__PROVIDED ENTRIES__
BEGIN
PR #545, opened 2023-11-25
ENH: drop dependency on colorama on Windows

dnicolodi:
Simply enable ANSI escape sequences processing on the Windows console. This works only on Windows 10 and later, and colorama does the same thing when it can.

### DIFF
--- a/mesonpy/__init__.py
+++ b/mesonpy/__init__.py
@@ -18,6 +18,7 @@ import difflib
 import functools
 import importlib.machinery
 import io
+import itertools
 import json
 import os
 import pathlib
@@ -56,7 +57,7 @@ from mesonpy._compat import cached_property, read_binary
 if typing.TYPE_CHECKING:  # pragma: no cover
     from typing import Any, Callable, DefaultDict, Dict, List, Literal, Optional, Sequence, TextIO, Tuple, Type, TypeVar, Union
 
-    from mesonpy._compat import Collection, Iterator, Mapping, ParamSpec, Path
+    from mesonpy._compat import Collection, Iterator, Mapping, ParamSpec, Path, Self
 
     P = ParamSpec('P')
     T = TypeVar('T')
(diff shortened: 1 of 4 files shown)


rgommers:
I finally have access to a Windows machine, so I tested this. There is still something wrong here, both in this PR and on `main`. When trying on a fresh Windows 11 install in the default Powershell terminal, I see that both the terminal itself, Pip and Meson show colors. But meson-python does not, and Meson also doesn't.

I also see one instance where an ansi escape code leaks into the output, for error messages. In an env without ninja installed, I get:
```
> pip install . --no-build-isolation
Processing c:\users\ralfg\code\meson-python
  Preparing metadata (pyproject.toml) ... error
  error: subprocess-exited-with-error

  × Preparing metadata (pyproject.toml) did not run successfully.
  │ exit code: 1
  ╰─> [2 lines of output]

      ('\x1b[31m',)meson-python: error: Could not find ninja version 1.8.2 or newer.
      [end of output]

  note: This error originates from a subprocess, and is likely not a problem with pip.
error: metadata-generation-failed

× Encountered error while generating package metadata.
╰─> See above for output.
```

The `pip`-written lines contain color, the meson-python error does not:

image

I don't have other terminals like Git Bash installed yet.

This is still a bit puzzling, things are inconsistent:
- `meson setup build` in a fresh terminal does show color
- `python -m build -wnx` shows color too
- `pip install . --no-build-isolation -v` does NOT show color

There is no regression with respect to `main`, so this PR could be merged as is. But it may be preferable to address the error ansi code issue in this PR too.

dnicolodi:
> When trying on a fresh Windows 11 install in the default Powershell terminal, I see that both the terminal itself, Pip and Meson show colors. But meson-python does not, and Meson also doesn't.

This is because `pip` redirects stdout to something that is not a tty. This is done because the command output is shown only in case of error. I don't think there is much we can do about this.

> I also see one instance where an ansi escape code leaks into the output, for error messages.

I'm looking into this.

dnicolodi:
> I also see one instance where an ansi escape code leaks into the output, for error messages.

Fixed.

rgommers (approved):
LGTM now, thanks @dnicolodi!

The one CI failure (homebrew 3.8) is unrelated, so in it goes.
END
BEGIN
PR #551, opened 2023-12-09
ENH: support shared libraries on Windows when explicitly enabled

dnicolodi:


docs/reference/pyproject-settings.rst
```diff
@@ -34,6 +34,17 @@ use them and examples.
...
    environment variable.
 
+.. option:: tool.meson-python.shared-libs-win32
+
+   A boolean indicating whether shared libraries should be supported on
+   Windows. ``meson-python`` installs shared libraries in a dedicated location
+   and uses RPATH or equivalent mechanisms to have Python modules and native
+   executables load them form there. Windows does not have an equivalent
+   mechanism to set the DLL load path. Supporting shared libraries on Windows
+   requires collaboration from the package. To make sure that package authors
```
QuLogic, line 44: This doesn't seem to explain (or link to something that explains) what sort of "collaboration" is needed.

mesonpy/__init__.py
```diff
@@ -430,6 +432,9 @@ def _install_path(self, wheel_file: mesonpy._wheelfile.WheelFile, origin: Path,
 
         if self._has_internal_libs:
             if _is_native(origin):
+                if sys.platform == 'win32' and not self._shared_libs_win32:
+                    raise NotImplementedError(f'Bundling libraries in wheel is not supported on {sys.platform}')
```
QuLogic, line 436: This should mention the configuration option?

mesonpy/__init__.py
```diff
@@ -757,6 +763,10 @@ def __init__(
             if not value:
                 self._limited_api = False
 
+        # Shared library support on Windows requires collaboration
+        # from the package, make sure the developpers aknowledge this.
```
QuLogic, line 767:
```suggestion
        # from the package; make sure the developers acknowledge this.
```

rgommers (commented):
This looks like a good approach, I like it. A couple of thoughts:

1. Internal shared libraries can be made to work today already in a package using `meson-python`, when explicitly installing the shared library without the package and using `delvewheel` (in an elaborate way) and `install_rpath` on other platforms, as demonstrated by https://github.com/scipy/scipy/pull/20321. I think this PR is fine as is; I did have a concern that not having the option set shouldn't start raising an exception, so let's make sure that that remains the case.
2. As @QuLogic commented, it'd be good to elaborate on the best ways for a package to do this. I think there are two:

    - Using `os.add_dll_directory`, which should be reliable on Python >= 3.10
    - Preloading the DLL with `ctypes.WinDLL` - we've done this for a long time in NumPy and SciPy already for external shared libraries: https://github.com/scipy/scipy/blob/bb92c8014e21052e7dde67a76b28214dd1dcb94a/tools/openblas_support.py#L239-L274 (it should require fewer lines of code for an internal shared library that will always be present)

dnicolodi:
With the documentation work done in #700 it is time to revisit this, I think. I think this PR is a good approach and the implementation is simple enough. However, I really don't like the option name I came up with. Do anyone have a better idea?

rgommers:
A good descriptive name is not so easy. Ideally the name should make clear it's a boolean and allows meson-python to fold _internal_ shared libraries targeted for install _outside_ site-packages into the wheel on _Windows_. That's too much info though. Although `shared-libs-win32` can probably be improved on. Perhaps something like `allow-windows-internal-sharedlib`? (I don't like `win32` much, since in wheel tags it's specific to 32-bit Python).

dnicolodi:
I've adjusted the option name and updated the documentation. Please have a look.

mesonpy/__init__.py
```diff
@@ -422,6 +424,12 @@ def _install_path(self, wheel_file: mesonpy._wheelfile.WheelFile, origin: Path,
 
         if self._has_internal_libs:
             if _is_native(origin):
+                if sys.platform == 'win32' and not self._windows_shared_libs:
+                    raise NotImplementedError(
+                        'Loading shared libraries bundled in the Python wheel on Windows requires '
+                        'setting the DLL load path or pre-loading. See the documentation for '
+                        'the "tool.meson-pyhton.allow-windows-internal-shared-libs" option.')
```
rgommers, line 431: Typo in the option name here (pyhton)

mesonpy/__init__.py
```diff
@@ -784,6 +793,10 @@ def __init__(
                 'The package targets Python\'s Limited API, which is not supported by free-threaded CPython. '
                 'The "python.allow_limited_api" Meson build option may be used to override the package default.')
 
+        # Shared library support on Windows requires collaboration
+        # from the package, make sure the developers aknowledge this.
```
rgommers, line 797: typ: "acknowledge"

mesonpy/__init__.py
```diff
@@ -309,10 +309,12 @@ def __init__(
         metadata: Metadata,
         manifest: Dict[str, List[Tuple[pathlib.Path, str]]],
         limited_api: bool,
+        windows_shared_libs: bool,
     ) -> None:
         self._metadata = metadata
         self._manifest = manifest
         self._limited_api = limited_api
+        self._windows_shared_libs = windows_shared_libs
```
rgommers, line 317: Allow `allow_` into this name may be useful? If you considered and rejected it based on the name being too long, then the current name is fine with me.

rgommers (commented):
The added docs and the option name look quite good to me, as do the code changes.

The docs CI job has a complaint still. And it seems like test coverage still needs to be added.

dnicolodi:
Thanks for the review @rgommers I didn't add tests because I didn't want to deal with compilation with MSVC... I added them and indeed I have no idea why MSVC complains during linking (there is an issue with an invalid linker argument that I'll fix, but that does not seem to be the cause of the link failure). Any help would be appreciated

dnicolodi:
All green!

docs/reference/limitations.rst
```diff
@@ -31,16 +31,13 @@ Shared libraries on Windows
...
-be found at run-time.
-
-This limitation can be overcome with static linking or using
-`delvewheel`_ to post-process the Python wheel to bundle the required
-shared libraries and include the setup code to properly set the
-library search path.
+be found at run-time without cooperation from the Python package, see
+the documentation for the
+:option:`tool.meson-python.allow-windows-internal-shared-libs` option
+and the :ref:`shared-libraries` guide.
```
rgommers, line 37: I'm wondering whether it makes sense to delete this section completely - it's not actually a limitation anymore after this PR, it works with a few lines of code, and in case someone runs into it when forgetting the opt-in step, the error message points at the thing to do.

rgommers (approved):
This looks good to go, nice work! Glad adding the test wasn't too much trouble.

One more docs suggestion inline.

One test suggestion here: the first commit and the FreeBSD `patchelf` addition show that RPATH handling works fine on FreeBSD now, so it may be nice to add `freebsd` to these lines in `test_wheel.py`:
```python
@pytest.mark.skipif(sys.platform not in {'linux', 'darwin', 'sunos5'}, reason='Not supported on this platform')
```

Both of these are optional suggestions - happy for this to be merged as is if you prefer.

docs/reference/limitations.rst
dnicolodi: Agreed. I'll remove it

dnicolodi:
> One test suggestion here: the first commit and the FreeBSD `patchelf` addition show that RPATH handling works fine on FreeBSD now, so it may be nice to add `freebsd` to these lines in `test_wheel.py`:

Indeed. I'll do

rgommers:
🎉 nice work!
END
BEGIN
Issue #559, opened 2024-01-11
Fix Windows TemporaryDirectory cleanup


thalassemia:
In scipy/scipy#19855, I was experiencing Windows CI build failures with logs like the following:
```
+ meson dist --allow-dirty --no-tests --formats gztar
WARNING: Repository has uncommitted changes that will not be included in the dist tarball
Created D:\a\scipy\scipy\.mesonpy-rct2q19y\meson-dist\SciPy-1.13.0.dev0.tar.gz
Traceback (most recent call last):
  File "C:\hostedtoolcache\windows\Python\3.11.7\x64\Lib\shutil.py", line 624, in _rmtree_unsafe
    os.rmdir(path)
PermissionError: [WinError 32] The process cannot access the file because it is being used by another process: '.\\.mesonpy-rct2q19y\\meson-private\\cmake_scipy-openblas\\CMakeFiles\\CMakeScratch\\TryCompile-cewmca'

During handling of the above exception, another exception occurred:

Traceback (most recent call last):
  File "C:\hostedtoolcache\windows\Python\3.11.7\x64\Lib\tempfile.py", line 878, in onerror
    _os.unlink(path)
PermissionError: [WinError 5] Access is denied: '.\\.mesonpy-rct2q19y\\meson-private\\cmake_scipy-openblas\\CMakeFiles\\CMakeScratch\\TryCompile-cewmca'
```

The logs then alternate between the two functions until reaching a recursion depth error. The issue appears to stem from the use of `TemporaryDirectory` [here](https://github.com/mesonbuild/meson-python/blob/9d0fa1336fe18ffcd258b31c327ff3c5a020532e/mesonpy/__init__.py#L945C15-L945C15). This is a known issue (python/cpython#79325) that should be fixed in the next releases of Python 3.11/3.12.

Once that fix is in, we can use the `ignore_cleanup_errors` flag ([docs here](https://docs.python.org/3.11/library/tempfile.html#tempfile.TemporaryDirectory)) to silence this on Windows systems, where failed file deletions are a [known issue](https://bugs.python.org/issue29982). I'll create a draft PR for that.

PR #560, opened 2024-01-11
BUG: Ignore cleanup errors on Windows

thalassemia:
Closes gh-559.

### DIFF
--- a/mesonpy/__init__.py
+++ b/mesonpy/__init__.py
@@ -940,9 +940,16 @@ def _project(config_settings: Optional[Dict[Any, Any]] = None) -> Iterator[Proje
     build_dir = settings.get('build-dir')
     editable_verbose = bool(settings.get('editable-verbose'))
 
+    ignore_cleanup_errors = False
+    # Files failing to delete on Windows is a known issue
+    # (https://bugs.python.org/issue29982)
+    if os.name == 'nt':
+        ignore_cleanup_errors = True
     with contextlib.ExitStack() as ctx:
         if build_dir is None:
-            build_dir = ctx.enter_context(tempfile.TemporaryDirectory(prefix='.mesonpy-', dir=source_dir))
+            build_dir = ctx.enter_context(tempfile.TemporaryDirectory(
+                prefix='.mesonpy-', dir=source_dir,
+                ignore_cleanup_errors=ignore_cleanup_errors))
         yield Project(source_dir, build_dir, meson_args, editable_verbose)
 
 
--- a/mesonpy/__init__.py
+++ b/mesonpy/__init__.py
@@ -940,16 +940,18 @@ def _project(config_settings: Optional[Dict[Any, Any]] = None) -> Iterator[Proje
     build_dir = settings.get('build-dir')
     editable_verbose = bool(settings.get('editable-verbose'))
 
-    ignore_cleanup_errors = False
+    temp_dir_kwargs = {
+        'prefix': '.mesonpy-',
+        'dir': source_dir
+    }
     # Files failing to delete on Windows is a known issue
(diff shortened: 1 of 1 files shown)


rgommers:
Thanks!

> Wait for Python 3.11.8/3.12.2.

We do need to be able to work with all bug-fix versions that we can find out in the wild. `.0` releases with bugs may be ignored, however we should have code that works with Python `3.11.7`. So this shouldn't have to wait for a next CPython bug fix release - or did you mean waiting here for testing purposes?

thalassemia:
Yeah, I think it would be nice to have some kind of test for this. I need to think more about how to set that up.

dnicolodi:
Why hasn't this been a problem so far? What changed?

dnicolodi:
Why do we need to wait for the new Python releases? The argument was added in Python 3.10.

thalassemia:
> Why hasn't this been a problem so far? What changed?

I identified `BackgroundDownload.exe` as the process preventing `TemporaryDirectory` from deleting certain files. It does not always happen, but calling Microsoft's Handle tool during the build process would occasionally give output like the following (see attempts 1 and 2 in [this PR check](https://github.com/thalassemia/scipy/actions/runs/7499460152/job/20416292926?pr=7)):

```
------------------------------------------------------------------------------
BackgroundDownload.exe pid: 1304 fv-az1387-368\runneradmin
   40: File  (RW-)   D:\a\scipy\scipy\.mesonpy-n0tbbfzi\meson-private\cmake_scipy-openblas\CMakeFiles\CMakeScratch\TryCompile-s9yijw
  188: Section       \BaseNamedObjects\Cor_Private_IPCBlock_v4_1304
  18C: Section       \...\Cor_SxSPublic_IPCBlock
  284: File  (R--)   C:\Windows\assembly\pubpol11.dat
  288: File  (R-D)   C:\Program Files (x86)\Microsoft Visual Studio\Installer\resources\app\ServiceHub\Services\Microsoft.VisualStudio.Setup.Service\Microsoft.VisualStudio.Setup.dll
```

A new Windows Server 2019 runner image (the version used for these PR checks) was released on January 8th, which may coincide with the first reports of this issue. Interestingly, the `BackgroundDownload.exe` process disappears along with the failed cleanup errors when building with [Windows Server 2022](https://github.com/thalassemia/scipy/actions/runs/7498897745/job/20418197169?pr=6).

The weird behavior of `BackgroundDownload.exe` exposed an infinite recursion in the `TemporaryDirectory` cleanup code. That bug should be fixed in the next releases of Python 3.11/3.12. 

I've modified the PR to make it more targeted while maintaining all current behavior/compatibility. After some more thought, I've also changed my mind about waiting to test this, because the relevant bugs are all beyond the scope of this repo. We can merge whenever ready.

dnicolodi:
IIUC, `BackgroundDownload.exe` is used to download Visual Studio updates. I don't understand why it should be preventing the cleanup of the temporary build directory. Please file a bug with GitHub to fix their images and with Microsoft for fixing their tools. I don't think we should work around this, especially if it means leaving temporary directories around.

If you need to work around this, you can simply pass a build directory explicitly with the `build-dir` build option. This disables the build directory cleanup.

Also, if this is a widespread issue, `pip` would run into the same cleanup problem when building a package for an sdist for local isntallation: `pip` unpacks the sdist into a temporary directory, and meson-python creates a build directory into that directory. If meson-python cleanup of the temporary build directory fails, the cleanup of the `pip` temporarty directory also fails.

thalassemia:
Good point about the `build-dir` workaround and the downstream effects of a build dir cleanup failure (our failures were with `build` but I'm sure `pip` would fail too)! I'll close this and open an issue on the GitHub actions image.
END
__EXERCISE OBJECTIVE__
In the records above, find the line with "QuLogic, line 436: This"; write out exactly that line and each one after it, stopping after the line with "2. As @QuLogic".

__RESPONSE AREA__
QuLogic, line 436: This should mention the configuration option?

mesonpy/__init__.py
```diff
@@ -757,6 +763,10 @@ def __init__(
             if not value:
                 self._limited_api = False
 
+        # Shared library support on Windows requires collaboration
+        # from the package, make sure the developpers aknowledge this.
```
QuLogic, line 767:
```suggestion
        # from the package; make sure the developers acknowledge this.
```

rgommers (commented):
This looks like a good approach, I like it. A couple of thoughts:

1. Internal shared libraries can be made to work today already in a package using `meson-python`, when explicitly installing the shared library without the package and using `delvewheel` (in an elaborate way) and `install_rpath` on other platforms, as demonstrated by https://github.com/scipy/scipy/pull/20321. I think this PR is fine as is; I did have a concern that not having the option set shouldn't start raising an exception, so let's make sure that that remains the case.
2. As @QuLogic commented, it'd be good to elaborate on the best ways for a package to do this. I think there are two:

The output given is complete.